[Aim of the exercise]: In the data that follows, every line containing the word "accept" should be returned.

[Data in this exercise]:
▬▬▬▬▬▬

PR #5429, opened 2022-05-25
feat(amm)!: push reserved assets to reserve contract

### LINKED ISSUE #5271: Reserve's addIssuer should be public

Before assets can be "contributed" to the Reserve, the Issuer must be known. Currently `addIssuer` is on the creator facet.

## Description of the Design

Move addIssuer to the public facet to make adding new collateral types permissionless.

## Security Considerations

We want to accept arbitrary assets, but someone could use this to add an unlimited number of issuers to our zcf.

## Test Plan

no big deal.

### LINKED ISSUE #5408: Reserve collects liquidity held by AMM from creating new pools

See https://github.com/Agoric/agoric-sdk/pull/5377/files#r877423297

#5377 changed the process for adding new pools to the AMM to enforce a minimum liquidity, and hold the corresponding liquidity tokens for the reserve. 

## Description of the Design

? How should the reserve receive the funds?
- PULL
  - \+ In general, pull is more reusable. Downside 
  - \- requires polling, especially wasteful given that pool creation is rare
- PUSH
  - simpler to wire up
  - matches https://github.com/Agoric/agoric-sdk/pull/5387

Decision: PUSH

## Security Considerations

legibility, bootstrap dependency issues. This needs to be done in a way that is visible and subject to governance, without allowing the process to be subverted.

## Test Plan

test deliver of funds. proving security properties is external to the testing.

turadg:
closes: #5408
closes: #5271

## Description

When the AMM makes a pool, add the collateral to the reserve.

This requires that the reserve has the issuer, so when an issuer is added to AMM, also add it to the reserve. Put this on the public facet so the AMM doesn't need special access, but use a special method so the the reserve validates it back against the AMM.

### Security Considerations

New method on AMM creator facet to set the reserve instance

Requires AMM to have `resolveReserveFacet` called before pools are created. 

### Testing Considerations

New tests. Updated bootstrap. Made some test config more consistent.


packages/run-protocol/test/vaultFactory/test-vaultFactory.js
```diff
@@ -630,6 +645,8 @@ test('price drop', async t => {
     shortfallBalance: AmountMath.makeEmpty(runBrand),
   });
   await m.assertChange({
+    // FIXME expects to know liquidity brand
```
turadg, line 648: these tests check the brand, but they don't know the brand of the liquidity. maybe a mock will work

packages/run-protocol/src/reserve/assetReserve.js
```diff
@@ -77,20 +90,74 @@ const start = async (zcf, privateArgs) => {
...
+   * @param {Brand} secondaryBrand
+   */
+  const addIssuerFromAmm = async secondaryBrand => {
+    assert(
+      secondaryBrand !== runKit.brand,
+      `${RunKW} is a special case handled by the reserve contract`,
+    );
+
+    const secondaryIssuer = await E(ammPublicFacet).getIssuer(secondaryBrand);
+    // ??? why don't these objects have methods?
```
turadg: @Chris-Hibbert @dckc do you know a way to get objects that match the typedef for `Brand` and/or `Issuer`? Then I could use `getAllegedName()` to make the tests more readable.

packages/run-protocol/src/reserve/assetReserve.js
```diff
@@ -51,9 +51,22 @@ const start = async (zcf, privateArgs) => {
   /**
    * Used to look up the brands for keywords, excluding RUN because it's a special case.
    *
-   * @type {MapStore<Keyword, [brand: Brand, liquidityBrand: Brand]>}
```
turadg, line 54: @Chris-Hibbert given the requirement that `AddCollateral` invitation accept any brand, I thought it cleanest to make these maps ignore the liquidity distinction. instead that's handled through a separate lookup between brands.

packages/run-protocol/test/vaultFactory/test-vaultFactory.js
Chris-Hibbert: The test can look up the liquidityBrand from the AMM.  The AMM is in scope 
(`services.ammFacets.ammPublicFacet`).

packages/deploy-script-support/test/unitTests/test-startInstance.js
```diff
@@ -47,10 +49,15 @@ test('startInstance', async t => {
     },
   };
 
+  /** @type {Petname=} */
```
Chris-Hibbert: Does this drive-by fix fit in another PR?

packages/run-protocol/src/proposals/econ-behaviors.js
```diff
@@ -261,6 +265,9 @@ export const setupReserve = async ({
     },
   },
 }) => {
+  trace('setupReserve');
+  await reserveInstallation;
```
dckc: what's this for? why await it and then throw away the resolution?

packages/run-protocol/src/reserve/assetReserve.js
```diff
@@ -77,20 +90,74 @@ const start = async (zcf, privateArgs) => {
...
+    liquidityBrandForBrand.init(baseBrand, liquidityBrand);
+
+    await zcf.saveIssuer(liquidityIssuer, liquidityKeyword);
+  };
+
+  let keywordNum = 0;
+  /**
+   * @param {Brand} secondaryBrand
+   */
+  const addIssuerFromAmm = async secondaryBrand => {
```
Chris-Hibbert: `secondaryBrand` is really the AMM's concept. I realize the Reserve knows that these brands are not the AMM's `centralBrand`, but after initialization, the Reserve doesn't treat them differently.  I'd prefer that the param name here either be `brand` or `ammSecondaryBrand`. WDYT?

packages/run-protocol/src/proposals/econ-behaviors.js
```diff
@@ -786,3 +797,17 @@ export const startRunStake = async (
...
+ * @param {EconomyBootstrapPowers} space
+ */
+export const linkAmmAndReserve = async space => {
+  trace('linkAmmAndReserve');
+  const reserveInstance = await space.instance.consume.reserve;
+  trace({ reserveInstance });
+  const reservePublicFacet = await E(space.consume.zoe).getPublicFacet(
+    reserveInstance,
+  );
+  const ammCreatorFacet = await space.consume.ammCreatorFacet;
```
dckc: These `await`s aren't necessary. I can imagine they were helpful for debugging... and I guess this isn't performance-sensitive stuff... so I guess we might as well leave them there to facilitate future debugging.

packages/run-protocol/src/reserve/assetReserve.js
```diff
@@ -77,20 +90,74 @@ const start = async (zcf, privateArgs) => {
...
+    assert(
+      secondaryBrand !== runKit.brand,
+      `${RunKW} is a special case handled by the reserve contract`,
+    );
```
Chris-Hibbert, line 161: If `addIssuerFromAMM` is public, it has to verify that the brand is a secondary brand (not a  liquidity brand) with the AMM before adding it.  Otherwise, someone could bollix up our careful plans by calling `addIssuerFromAmm(doubloonLiquidityBrand).` 
Why doesn't it work to add both issuers when someone (the AMM?) calls `addIssuerFromAmm`?

packages/run-protocol/src/reserve/assetReserve.js
dckc: are the objects remote? you should be able to use `E(brand).getAllegedName()`.

dckc (commented):
my brain is kinda polluted with other stuff; I hope @Chris-Hibbert can get to this soon

packages/run-protocol/src/vpool-xyk-amm/multipoolMarketMaker.js
```diff
@@ -179,14 +244,19 @@ const start = async (zcf, privateArgs) => {
...
-    updateMetrics,
+    handlePoolAdded,
   );
   const addIssuer = makeAddIssuer(
     zcf,
     isSecondary,
     secondaryBrandToLiquidityMint,
+    () => {
+      // DISCUSSION: this gumms up all the testing setup to require the reserve to be created AND set onto the AMM
+      // before the AMM can add an issuer
```
Chris-Hibbert: If the Reserve (or some intermediary) pulled the liquidity tokens later, then the AMM wouldn't have to be sure that the Reserve was ready for the Liquidity tokens when the pool was created.

packages/run-protocol/src/proposals/econ-behaviors.js
turadg: exactly

packages/run-protocol/src/proposals/econ-behaviors.js
turadg: earlier feedback on missing producers. I'll do some cleanup since they're confusing

packages/run-protocol/src/vpool-xyk-amm/multipoolMarketMaker.js
```diff
@@ -166,11 +172,70 @@ const start = async (zcf, privateArgs) => {
...
+    liquidityKeyword,
+  ) => {
+    trace('handlePoolAdded', { secondaryBrand, liquidityKeyword });
+    updateMetrics();
+
+    if (!reserveDepositFacet) {
+      console.error('🚨 no reserveDepositFacet');
+      return;
+    }
+    assert(reserveDepositFacet, 'Missing reserveDepositFacet');
```
Chris-Hibbert: This won't do anything after the conditional just above.

packages/run-protocol/test/amm/vpool-xyk-amm/setup.js
```diff
@@ -68,26 +82,38 @@ export const setupAMMBootstrap = async (
...
 ) => {
-  if (!zoe) {
-    ({ zoe } = await setUpZoeForTest());
+  trace('setupAmmServices', { farZoeKit });
+  if (!farZoeKit) {
+    farZoeKit = await setUpZoeForTest();
   }
-  const space = await setupAMMBootstrap(timer, zoe);
+  const feeMintAccess = await farZoeKit.feeMintAccess;
+  const zoe = await farZoeKit.zoe;
```
Chris-Hibbert: Is this trying to ensure that `zoe` is resolved and local? Does that matter once we call `space.produce.zoe.resolve(zoe)`?

packages/run-protocol/test/test-interchainPool.js
```diff
@@ -21,7 +21,8 @@ const contractRoots = {
 
 const makeTestContext = async () => {
   const bundleCache = await makeNodeBundleCache('bundles/', s => import(s));
-  const { zoe } = setUpZoeForTest();
+  const farZoeKit = await setUpZoeForTest();
+  const { zoe } = farZoeKit;
```
Chris-Hibbert, line 25: Is this an orthogonal fix, or is it somehow associated with the reserve changes?

Chris-Hibbert (commented):
Not a final review, just responses to questions, and initial reactions

packages/run-protocol/src/reserve/assetReserve.js
turadg: agreed it's an AMM concept. I thought being within method scoped names to AMM but I take your point. I do want to be clear that this is only for _secondary_ brands from AMM and not liquidity brands, so i'll go with `ammSecondaryBrand`.

packages/deploy-script-support/test/unitTests/test-startInstance.js
turadg: I don't know where it would go. I was burning down my problems pane.

Prefer that I take it out? would a separate commit in this PR with "merge" instead of squash suffice?

packages/run-protocol/src/vpool-xyk-amm/multipoolMarketMaker.js
turadg: thanks. due to merge.

packages/run-protocol/test/test-interchainPool.js
turadg: I had to do a lot of bootstrap cleanup to get things loading in the right order. I don't remember whether this one was strictly necessary.

packages/run-protocol/test/amm/vpool-xyk-amm/setup.js
turadg: byproduct of debugging/refactoring. restored to `const { feeMintAccess, zoe } = farZoeKit;`.

in another case `feeMintAccess` had to be awaited and had been before.

packages/deploy-script-support/test/unitTests/test-startInstance.js
dckc: separate commit would be nice. don't take it out, is my preference

packages/run-protocol/src/vpool-xyk-amm/multipoolMarketMaker.js
turadg: Yes. The "just-in-time" design had that. I thought you pressed for the caller having to set things up before sending liquidity to the reserve.

I think it's moot now as I've done the plumbing to make the AMM have the reserve early enough. I think it's better overall as it ensures a "valid" state of the contract earlier.

packages/run-protocol/src/reserve/assetReserve.js
turadg: >If addIssuerFromAMM is public, it has to verify that the brand is a secondary brand (not a liquidity brand) with the AMM before adding it. Otherwise, someone could bollix up our careful plans by calling addIssuerFromAmm(doubloonLiquidityBrand).

Had to read this a few times. Repeating what I got:
- this design has `addIssuerFromAMM` public which means it has to verify the brand argument is a secondary brand with the AMM before adding it
- the line `const issuer = await E(ammPublicFacet).getIssuer(ammSecondaryBrand);` can return a liquidity brand
- therefore someone could bollix up our careful plans by calling addIssuerFromAmm(doubloonLiquidityBrand).

> Why doesn't it work to add both issuers when someone (the AMM?) calls addIssuerFromAmm?

IIRC, the liquidity issuer wasn't yet defined on the AMM so the `E(ammPublicFacet).getLiquidityIssuer` call would fail. 

Let's chat about whether we can simplify this.

packages/run-protocol/src/vpool-xyk-amm/multipoolMarketMaker.js
```diff
@@ -295,6 +371,15 @@ const start = async (zcf, privateArgs) => {
   const creatorFacet = makeGovernorFacet(
     Far('AMM Fee Collector facet', {
       makeCollectFeesInvitation,
+      /**
+       * Must be called before adding pools. Not provided at contract start time due to cyclic dependency.
+       *
+       * @param {AssetReservePublicFacet} facet
+       */
+      setReserveDepositFacet: facet => {
+        // FIXME more than deposits
```
turadg: for now how about simply `setReservePublicFacet`?

packages/run-protocol/test/reserve/test-reserve.js
```diff
@@ -206,7 +206,8 @@ test('governance add Liquidity to the AMM', async t => {
     'should be 80K',
   );
 
-  await E(reserve.reserveCreatorFacet).addIssuer(moolaR.issuer, 'Moola');
+  // FIXME handle repeats
```
turadg: `conjureKeyword` seems to work well. I'll remove this comment in next push if you agree.

Chris-Hibbert:
I added **closes: #5271** in the top comment.

packages/run-protocol/src/reserve/assetReserve.js
```diff
@@ -51,9 +53,22 @@ const start = async (zcf, privateArgs) => {
...
    * Used to look up the brands for keywords, excluding RUN because it's a special case.
    *
-   * @type {MapStore<Keyword, [brand: Brand, liquidityBrand: Brand]>}
+   * @type {MapStore<Keyword, Brand>}
    */
   const brandForKeyword = makeStore('brands');
+  /**
+   * @type {MapStore<Brand, Brand>}
+   */
+  const liquidityBrandForBrand = makeStore('liquidityBrands');
```
Chris-Hibbert, line 62: The argument to `makeStore()` is supposed to describe the **key**, not the **value**.

packages/run-protocol/src/reserve/assetReserve.js
```diff
@@ -77,20 +92,82 @@ const start = async (zcf, privateArgs) => {
...
+      brand,
+    });
+
+    saveBrandKeyword(brand, keyword);
+    await zcf.saveIssuer(issuer, keyword);
+  };
+
+  /**
+   * @param {Issuer} baseIssuer on which the liquidity issuer is based
+   */
```
Chris-Hibbert, line 112:
```suggestion
  /** @param {Issuer} issuer on which the liquidity issuer is based */
```

packages/run-protocol/src/vpool-xyk-amm/multipoolMarketMaker.js
```diff
@@ -295,6 +371,15 @@ const start = async (zcf, privateArgs) => {
...
+        reserveDepositFacet = facet;
```
Chris-Hibbert: I think this should assert `!reserveDepositFacet` before setting.

I'd prefer that this facet was visible via governance, but failing that, it should be set-once.

packages/run-protocol/src/vpool-xyk-amm/addPool.js
```diff
@@ -35,20 +41,30 @@ export const makeAddIssuer = (zcf, isInSecondaries, brandToLiquidityMint) => {
...
+    const issuer = zcf.getIssuerForBrand(secondaryBrand);
+    console.log(
+      'Saved issuer',
+      secondaryIssuer,
+      'to keyword',
+      keyword,
+      'and got back',
+      issuer,
+    );
+    // this ensures that getSecondaryIssuer will return
```
Chris-Hibbert:
```suggestion
    // this ensures that getSecondaryIssuer(thisIssuer) will return even before the pool is created
```

packages/run-protocol/src/vpool-xyk-amm/addPool.js
```diff
@@ -35,20 +41,30 @@ export const makeAddIssuer = (zcf, isInSecondaries, brandToLiquidityMint) => {
...
+    brandToLiquidityMint.init(secondaryBrand, mint);
+    const { issuer: liquidityIssuer } = mint.getIssuerRecord();
+    // ??? still need this deferred lookup?
+    const addIssuerToReserve = getAddIssuerToReserve();
```
Chris-Hibbert: yes, I believe so.  It also makes it simpler to transition to a governed parameter if we decide to go that way.

packages/run-protocol/src/vpool-xyk-amm/multipoolMarketMaker.js
```diff
@@ -179,14 +248,20 @@ const start = async (zcf, privateArgs) => {
...
     params,
     protocolSeat,
-    reserveLiquidityTokenSeat,
     secondaryBrandToLiquidityMint,
-    updateMetrics,
+    handlePoolAdded,
   );
+  /**
+   *
+   */
```
Chris-Hibbert: ???

packages/run-protocol/test/amm/vpool-xyk-amm/setup.js
```diff
@@ -13,35 +13,49 @@ import {
...
+ */
 export const setupAMMBootstrap = async (
   timer = buildManualTimer(console.log),
-  zoe,
+  farZoeKit,
 ) => {
-  if (!zoe) {
-    ({ zoe } = await setUpZoeForTest());
+  if (!farZoeKit) {
+    farZoeKit = await setUpZoeForTest();
```
Chris-Hibbert, line 56: Can this be simplified back out, too? [I thought you said similar code was added elsewhere to assist in debugging, but was no longer useful.]

packages/run-protocol/test/vaultFactory/test-liquidator.js
```diff
@@ -141,13 +142,17 @@ const setupAmmAndElectorate = async (t, aethLiquidity, runLiquidity) => {
   const space = setupBootstrap(t, timer);
   const { consume, instance } = space;
   installGovernance(zoe, space.installation.produce);
+  // TODO
```
Chris-Hibbert: TODO **what?**

turadg:
> I added **closes: #5271** in the top comment.

If that auto-closes it may look like "Reserve's addIssuer … public" is the state of master. Since we decided to take another approach, would it be better to close that with a comment on why?

Chris-Hibbert (changes requested):
Getting close. A few minor requests for changes.

packages/run-protocol/test/amm/vpool-xyk-amm/setup.js
turadg: I don't think so. In this case the need for `farZoeKit` had to be wired through.

packages/run-protocol/test/vaultFactory/test-liquidator.js
turadg: hehe. I remember that was for DRYing out the next two lines. I plan to use https://github.com/Agoric/agoric-sdk/blob/358c8b7bef2c9a659344d72fd52aa80f14a93b68/packages/run-protocol/test/supports.js#L163-L167

packages/run-protocol/src/reserve/assetReserve.js
turadg: `baseIssuer` isn't part of the sentence. Here's how it looks in an IDE:
Screen Shot 2022-05-27 at 6 41 52 AM

If you're proposing to rename the parameter, I think that would make the body less clear. I could add a dash to separate, but I think that's a style decision we should perform universally, not ad hoc in PR review. I could make it `baseIssuer issuer on which` if you think that would be better.

packages/run-protocol/test/vaultFactory/test-liquidator.js
turadg: I'll save that for another PR. WDYT of it @dckc ?

packages/run-protocol/src/reserve/assetReserve.js
turadg: not sure how to distinguish then between two maps with the same keys but different values.

leaving for now since the maps in master describe the value, not the keyword https://github.com/Agoric/agoric-sdk/blob/master/packages/run-protocol/src/reserve/assetReserve.js#L50-L56

packages/deploy-script-support/test/unitTests/test-startInstance.js
turadg: pulled non-run-protocol changes out to https://github.com/Agoric/agoric-sdk/pull/5440/commits/66fffd94c124a453a59ca8881981a0d47a976714 so I can squash this PR.

packages/run-protocol/test/vaultFactory/test-liquidator.js
dckc: it's a reasonable idiom... I'm not sure it carries its weight as an exported function, where a reader has to switch context to learn what it does.

Presuming `const { entries } = Object`, it's a one-liner:

```js
  entries(installations).forEach(([key, installation]) => space.installation.produce[key].resolve(installation));
```

I don't have much of a problem making the function available, but I think there's a significant risk that  folks will open-code it rather than remember that it's available as a helper function.

The helper function should take just the `space.installation` part, not the whole `space`. POLA.

Chris-Hibbert:
>> I added closes: https://github.com/Agoric/agoric-sdk/issues/5271 in the top comment.

> If that auto-closes it may look like "Reserve's addIssuer … public" is the state of master. Since we decided to take another approach, would it be better to close that with a comment on why?

I don't have strong opinions. It's clear that merging this, makes that issue moot. Feel free to remove the `closes:` marker. I justs wanted to remember to close the other.

packages/run-protocol/src/reserve/assetReserve.js
Chris-Hibbert: stet

packages/run-protocol/test/amm/vpool-xyk-amm/test-liquidity.js
```diff
@@ -315,3 +322,63 @@ test('amm add and remove liquidity', async t => {
...
+
+  // Set up central token
+  const centralR = makeIssuerKit('central');
+  const moolaR = makeIssuerKit('moola');
+  const moola = value => AmountMath.make(moolaR.brand, value);
+  const central = value => AmountMath.make(centralR.brand, value);
+
+  const electorateTerms = { committeeName: 'EnBancPanel', committeeSize: 3 };
+  // This timer is only used to build quotes. Let's make it non-zero
+  const timer = buildManualTimer(console.log, 30n);
```
Chris-Hibbert: When the timer won't be used again in the current scope, I prefer to initialize it inline in the call (line 344) so as not to add its name to the local scope. In this case, there's a default value, so it's just as good to let it default, so it's never visible here. `electorateTerms` can also be moved into the call.

packages/run-protocol/test/vaultFactory/test-liquidator.js
```diff
@@ -288,10 +291,10 @@ const setupServices = async (
...
     installation: { produce: iProduce },
   } = space;
-  // make the installation available for setupReserve
-  iProduce.reserve.resolve(t.context.installation.reserve);
-  // produce the reserve instance in the space
-  await setupReserve(space);
+  // // make the installation available for setupReserve
+  // iProduce.reserve.resolve(t.context.installation.reserve);
+  // // produce the reserve instance in the space
+  // await setupReserve(space);
```
Chris-Hibbert: ???

Chris-Hibbert (approved):
Minor comments. I trust your judgement on whether to address them or leave them as is.

packages/run-protocol/src/reserve/assetReserve.js
turadg: TIL stet!

packages/run-protocol/src/proposals/econ-behaviors.js
```diff
@@ -267,7 +267,6 @@ export const setupReserve = async ({
   },
 }) => {
   trace('setupReserve');
-  console.trace('setupReserve');
```
dckc: ah. that makes sense.

Perhaps the `console` provided by SwingSet doesn't have `.trace`.

turadg: ahh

▬▬▬▬▬▬

[Reply]:
We want to accept arbitrary assets, but someone could use this to add an unlimited number of issuers to our zcf.
turadg, line 54: @Chris-Hibbert given the requirement that `AddCollateral` invitation accept any brand, I thought it cleanest to make these maps ignore the liquidity distinction. instead that's handled through a separate lookup between brands.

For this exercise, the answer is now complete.